> Prompt:
Among the lines below, a stretch begins at the one with "Fix for disabling" and ends at the one with "### LINKED ISSUE". Repeat that stretch exactly, ends included.

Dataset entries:
--------------------------------

PR #5819, opened 2016-04-19
Fix for disabling hinting for developing an addon

### LINKED ISSUE #5594: Cannot disable hinting in addon when isDevelopingAddon is true
I have an app which includes an `npm link`ed addon in its `package.json`. Both the app and the addon have `hinting: false` in their `ember-cli-build.js` files, and the addon has `isDevelopingAddon: () => true` in its `index.js`. If I `ember serve` the app, the hinting option is ignored for the addon.

jeffjewiss:
Please let me know if these aren't the types of tests you're looking for to cover this scenario. I figured it was worth trying to write them to get some feedback. Thanks!

Closes #5594

### DIFF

--------------------------------

> Answer box:
Fix for disabling hinting for developing an addon

### LINKED ISSUE #5594: Cannot disable hinting in addon when isDevelopingAddon is true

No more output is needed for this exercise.